Collected data:
Issue #1297, opened 2023-03-02
Bluetooth problems when overclocking


MichaelBell:
When overclocking to 250MHz, I can only connect to bluetooth audio the very first time after powering on the Pico W.  

After a reset (pulling RUN low), I can't reconnect.  At lower clock speeds this works fine.

Changing cyw43_bus_pio_spi.c as follows:
```
-    sm_config_set_clkdiv_int_frac(&config, CLOCK_DIV, CLOCK_DIV_MINOR);
+    const int clock_mhz = clock_get_hz(clk_sys) / MHZ;
+    const int clock_div = (clock_mhz < 170) ? 2 : (1 + clock_mhz / 85);
+    sm_config_set_clkdiv_int_frac(&config, clock_div, 0);
```
fixes it, but given this problem must be related just to some kind of reset, and I don't recall having issues with a 250MHz overclock doing WiFi with a Pico W, this fix seems extreme.

peterharperuk:
> can only connect to bluetooth audio

Which direction? Source or sink or both? i.e. Is the Pico playing audio or is it connecting to a speaker to play audio? The latter I assume?

MichaelBell:
Sink - Pico playing audio from my iPhone.  I'm running https://github.com/Gadgetoid/galactic-bluetooth-audio but with an overclock set in `main()`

WHAT YOU HAVE TO DO: Please write out the entries exactly, keeping every line intact.

ANSWER TO THE EXERCISE:
Issue #1297, opened 2023-03-02
Bluetooth problems when overclocking


MichaelBell:
When overclocking to 250MHz, I can only connect to bluetooth audio the very first time after powering on the Pico W.  

After a reset (pulling RUN low), I can't reconnect.  At lower clock speeds this works fine.

Changing cyw43_bus_pio_spi.c as follows:
```
-    sm_config_set_clkdiv_int_frac(&config, CLOCK_DIV, CLOCK_DIV_MINOR);
+    const int clock_mhz = clock_get_hz(clk_sys) / MHZ;
+    const int clock_div = (clock_mhz < 170) ? 2 : (1 + clock_mhz / 85);
+    sm_config_set_clkdiv_int_frac(&config, clock_div, 0);
```
fixes it, but given this problem must be related just to some kind of reset, and I don't recall having issues with a 250MHz overclock doing WiFi with a Pico W, this fix seems extreme.

peterharperuk:
> can only connect to bluetooth audio

Which direction? Source or sink or both? i.e. Is the Pico playing audio or is it connecting to a speaker to play audio? The latter I assume?

MichaelBell:
Sink - Pico playing audio from my iPhone.  I'm running https://github.com/Gadgetoid/galactic-bluetooth-audio but with an overclock set in `main()`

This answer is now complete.